PR #571, opened 2023-06-26
chore: Add QF to CODEOWNERS.

jkinkead:


kaldorn (approved):
Adds QF to CODEOWNERS

PR #572, opened 2023-06-26
fix(circleci): use correct version of devbase orb

kaldorn:
Fixes the circleci pipeline.

## Jira ID

[XX-XX]

### DIFF
--- a/.circleci/config.yml
+++ b/.circleci/config.yml
@@ -2,7 +2,7 @@
 # syntax, such as anchors, will be fixed automatically.
 version: 2.1
 orbs:
-  shared: getoutreach/shared@dev:local
+  shared: getoutreach/shared@2.14.0
   queue: eddiewebb/queue@1.8.4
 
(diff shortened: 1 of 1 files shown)


.circleci/config.yml
```diff
@@ -2,7 +2,7 @@
 # syntax, such as anchors, will be fixed automatically.
 version: 2.1
 orbs:
-  shared: getoutreach/shared@dev:local
+  shared: getoutreach/shared@2.14.0
```
jaredallard, line 5: Should we have a follow up ticket to fix the template https://github.com/getoutreach/stencil-circleci/blob/main/templates/.circleci/config.yml.tpl#L8?

kaldorn: Yes.

jaredallard (approved):
Fixes CI issue, but would like a ticket to fix the underlying template in the meantime.

PR #576, opened 2023-06-27
fix: devconfig stdout race condition

george-e-shaw-iv:

* fixes a race condition that puts my terminal into raw mode basically
  because two different unsynchronoized processes are writing to stdout
  at the same time? I don't know. It's my best guess. All I know is that
  removing this from running in the background OR not outputting to
  stdout fixes the problem.

## Jira ID

[XX-XX]

## Notes for your reviewers

Example of what happens (This is consistent 100% of the time) when this runs in the background the way it has been the past month or two: https://cl.outreach.io/RBuJ9PRo

### DIFF
--- a/e2e/e2e.go
+++ b/e2e/e2e.go
@@ -1,6 +1,9 @@
 // Copyright 2022 Outreach Corporation. All Rights Reserved.
 
-// Description: This file has the package main.
+// Description: This is the entrypoint of the e2e runner for the devenv.
+
+// TODO(george-e-shaw-iv): Remove all calls to log.Fatal with graceful exits in mind.
+
 package main
 
 import (
--- a/e2e/e2e.go
+++ b/e2e/e2e.go
@@ -5,6 +5,7 @@ package main
 
 import (
 	"context"
+	"fmt"
 	"go/build"
 	"os"
 	"os/exec"
@@ -149,10 +150,12 @@ func provisionNew(ctx context.Context, target string) error { // nolint:unparam 
 }
 
 // runDevconfig executes devconfig command
-func runDevconfig(ctx context.Context) {
-	if err := osStdOutErr(exec.CommandContext(ctx, ".bootstrap/shell/devconfig.sh")).Run(); err != nil {
-		log.Fatal().Err(err).Msg("Failed to run devconfig")
+func runDevconfig(ctx context.Context) error {
+	out, err := exec.CommandContext(ctx, "./scripts/shell-wrapper.sh", "devconfig.sh").CombinedOutput()
+	if err != nil {
+		return fmt.Errorf("%s", out)
 	}
+	return nil
 }
 
 // shouldRunE2ETests denotes whether or not this needs to actually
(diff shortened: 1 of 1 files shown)


e2e/e2e.go
```diff
@@ -314,7 +317,14 @@ func main() { //nolint:funlen,gocyclo // Why: there are no reusable parts to ext
 		go func(wg *sync.WaitGroup) {
 			defer wg.Done()
 			log.Info().Msg("Running devconfig in background")
-			runDevconfig(ctx)
+			if err := runDevconfig(ctx); err != nil {
+				// Call cancel to hopefully communicate a signal back to other currently running commands to stop
+				// doing what they're doing. If we just exit (implicitly via log.Fatal) they likely will continue
```
jkinkead, line 322: It looks like this is using a third-party logger, but it looks like `Fatal` behavior [is the same as the stdlib](https://github.com/rs/zerolog/blob/9070d49a1a4154c819e9c5ae6c923f3cc916d959/log.go#L368).

Since this is calling `os.Exit`, a `cancel` call likely won't have enough time to finish working. Is there a reason you can't just return from this function?

e2e/e2e.go
```diff
@@ -329,7 +339,9 @@ func main() { //nolint:funlen,gocyclo // Why: there are no reusable parts to ext
 
 	if requireDevconfigAfterDeploy {
 		log.Info().Msg("Running devconfig")
-		runDevconfig(ctx)
+		if err := runDevconfig(ctx); err != nil {
+			log.Fatal().Err(err).Msg("failed to run devconfig")
```
jkinkead, line 343: I don't like that this function is using a bunch of `Fatal` calls, and also uses several `defer`s. These will be skipped if this is exiting the process directly.

`Fatal` shouldn't be used in any robust function.

In particular, it _really_ seems like this should be a `return` - but that's also true of all the other `Fatal` lines in this function.

e2e/e2e.go
george-e-shaw-iv: The entirety of this "background runner" is written extremely poorly is the thing. I didn't have a ton of time to sink into fixing this. You're probably right though. I think this needs a little more TLC to work correctly.

e2e/e2e.go
george-e-shaw-iv: You're right - I was just following the current conventions of the file. If we want to leave this open for a little bit I can come back to it and refactor the entire file. I won't have time to do it before July 10th realistically though.

e2e/e2e.go
george-e-shaw-iv: There are a few ways in which we could consistently guarantee that a canceled context coming from a spawned (non-main) go-routine ends up killing all spawned processes (from os.Exec). It's going to require some sort of coordination framework though. Go really doesn't make this easy unfortunately

e2e/e2e.go
jkinkead: Can you throw a TODO at the top of this function to replace the `Fatal` logs with something better, noting the `os.Exit` behavior, and call it good?

jkinkead (approved):

PR #577, opened 2023-07-05
fix: use ci docker build script to build docker images

yj-yan:
We already support building docker images defined in `docker.yaml` file, this change reuse the script to allow `devenv deploy` do the same behavior.

## Jira ID

[DT-3624]

## Notes for your reviewers
I ran local tests for some images, and it does not seem to be a breaking change. I could not run full testing for the `ds-mlp-website` repo, because I could not build the `co-service` successfully. I assume my aws access is not permitted to pull the specific S3 bucket.

[DT-3624]: https://outreach-io.atlassian.net/browse/DT-3624?atlOrigin=eyJpIjoiNWRkNTljNzYxNjVmNDY3MDlhMDU5Y2ZhYzA5YTRkZjUiLCJwIjoiZ2l0aHViLWNvbS1KU1cifQ

### DIFF
--- a/root/Makefile
+++ b/root/Makefile
@@ -202,7 +202,7 @@ docker-build:: pre-docker-build
 	@echo " ===> building docker image <==="
 	@ssh-add -L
···
What to produce
Repeat each record in full; every line must match exactly.

Reply
PR #571, opened 2023-06-26
chore: Add QF to CODEOWNERS.

jkinkead:


kaldorn (approved):
Adds QF to CODEOWNERS

PR #572, opened 2023-06-26
fix(circleci): use correct version of devbase orb

kaldorn:
Fixes the circleci pipeline.

## Jira ID

[XX-XX]

### DIFF
--- a/.circleci/config.yml
+++ b/.circleci/config.yml
@@ -2,7 +2,7 @@
 # syntax, such as anchors, will be fixed automatically.
 version: 2.1
 orbs:
-  shared: getoutreach/shared@dev:local
+  shared: getoutreach/shared@2.14.0
   queue: eddiewebb/queue@1.8.4
 
(diff shortened: 1 of 1 files shown)


.circleci/config.yml
```diff
@@ -2,7 +2,7 @@
 # syntax, such as anchors, will be fixed automatically.
 version: 2.1
 orbs:
-  shared: getoutreach/shared@dev:local
+  shared: getoutreach/shared@2.14.0
```
jaredallard, line 5: Should we have a follow up ticket to fix the template https://github.com/getoutreach/stencil-circleci/blob/main/templates/.circleci/config.yml.tpl#L8?

kaldorn: Yes.

jaredallard (approved):
Fixes CI issue, but would like a ticket to fix the underlying template in the meantime.

PR #576, opened 2023-06-27
fix: devconfig stdout race condition

george-e-shaw-iv:

* fixes a race condition that puts my terminal into raw mode basically
  because two different unsynchronoized processes are writing to stdout
  at the same time? I don't know. It's my best guess. All I know is that
  removing this from running in the background OR not outputting to
  stdout fixes the problem.

## Jira ID

[XX-XX]

## Notes for your reviewers

Example of what happens (This is consistent 100% of the time) when this runs in the background the way it has been the past month or two: https://cl.outreach.io/RBuJ9PRo

### DIFF
--- a/e2e/e2e.go
+++ b/e2e/e2e.go
@@ -1,6 +1,9 @@
 // Copyright 2022 Outreach Corporation. All Rights Reserved.
 
-// Description: This file has the package main.
+// Description: This is the entrypoint of the e2e runner for the devenv.
+
+// TODO(george-e-shaw-iv): Remove all calls to log.Fatal with graceful exits in mind.
+
 package main
 
 import (
--- a/e2e/e2e.go
+++ b/e2e/e2e.go
@@ -5,6 +5,7 @@ package main
 
 import (
 	"context"
+	"fmt"
 	"go/build"
 	"os"
 	"os/exec"
@@ -149,10 +150,12 @@ func provisionNew(ctx context.Context, target string) error { // nolint:unparam 
 }
 
 // runDevconfig executes devconfig command
-func runDevconfig(ctx context.Context) {
-	if err := osStdOutErr(exec.CommandContext(ctx, ".bootstrap/shell/devconfig.sh")).Run(); err != nil {
-		log.Fatal().Err(err).Msg("Failed to run devconfig")
+func runDevconfig(ctx context.Context) error {
+	out, err := exec.CommandContext(ctx, "./scripts/shell-wrapper.sh", "devconfig.sh").CombinedOutput()
+	if err != nil {
+		return fmt.Errorf("%s", out)
 	}
+	return nil
 }
 
 // shouldRunE2ETests denotes whether or not this needs to actually
(diff shortened: 1 of 1 files shown)


e2e/e2e.go
```diff
@@ -314,7 +317,14 @@ func main() { //nolint:funlen,gocyclo // Why: there are no reusable parts to ext
 		go func(wg *sync.WaitGroup) {
 			defer wg.Done()
 			log.Info().Msg("Running devconfig in background")
-			runDevconfig(ctx)
+			if err := runDevconfig(ctx); err != nil {
+				// Call cancel to hopefully communicate a signal back to other currently running commands to stop
+				// doing what they're doing. If we just exit (implicitly via log.Fatal) they likely will continue
```
jkinkead, line 322: It looks like this is using a third-party logger, but it looks like `Fatal` behavior [is the same as the stdlib](https://github.com/rs/zerolog/blob/9070d49a1a4154c819e9c5ae6c923f3cc916d959/log.go#L368).

Since this is calling `os.Exit`, a `cancel` call likely won't have enough time to finish working. Is there a reason you can't just return from this function?

e2e/e2e.go
```diff
@@ -329,7 +339,9 @@ func main() { //nolint:funlen,gocyclo // Why: there are no reusable parts to ext
 
 	if requireDevconfigAfterDeploy {
 		log.Info().Msg("Running devconfig")
-		runDevconfig(ctx)
+		if err := runDevconfig(ctx); err != nil {
+			log.Fatal().Err(err).Msg("failed to run devconfig")
```
jkinkead, line 343: I don't like that this function is using a bunch of `Fatal` calls, and also uses several `defer`s. These will be skipped if this is exiting the process directly.

`Fatal` shouldn't be used in any robust function.

In particular, it _really_ seems like this should be a `return` - but that's also true of all the other `Fatal` lines in this function.

e2e/e2e.go
george-e-shaw-iv: The entirety of this "background runner" is written extremely poorly is the thing. I didn't have a ton of time to sink into fixing this. You're probably right though. I think this needs a little more TLC to work correctly.

e2e/e2e.go
george-e-shaw-iv: You're right - I was just following the current conventions of the file. If we want to leave this open for a little bit I can come back to it and refactor the entire file. I won't have time to do it before July 10th realistically though.

e2e/e2e.go
george-e-shaw-iv: There are a few ways in which we could consistently guarantee that a canceled context coming from a spawned (non-main) go-routine ends up killing all spawned processes (from os.Exec). It's going to require some sort of coordination framework though. Go really doesn't make this easy unfortunately

e2e/e2e.go
jkinkead: Can you throw a TODO at the top of this function to replace the `Fatal` logs with something better, noting the `os.Exit` behavior, and call it good?

jkinkead (approved):

PR #577, opened 2023-07-05
fix: use ci docker build script to build docker images

yj-yan:
We already support building docker images defined in `docker.yaml` file, this change reuse the script to allow `devenv deploy` do the same behavior.

## Jira ID

[DT-3624]

## Notes for your reviewers
I ran local tests for some images, and it does not seem to be a breaking change. I could not run full testing for the `ds-mlp-website` repo, because I could not build the `co-service` successfully. I assume my aws access is not permitted to pull the specific S3 bucket.

[DT-3624]: https://outreach-io.atlassian.net/browse/DT-3624?atlOrigin=eyJpIjoiNWRkNTljNzYxNjVmNDY3MDlhMDU5Y2ZhYzA5YTRkZjUiLCJwIjoiZ2l0aHViLWNvbS1KU1cifQ

### DIFF
--- a/root/Makefile
+++ b/root/Makefile
@@ -202,7 +202,7 @@ docker-build:: pre-docker-build
 	@echo " ===> building docker image <==="
 	@ssh-add -L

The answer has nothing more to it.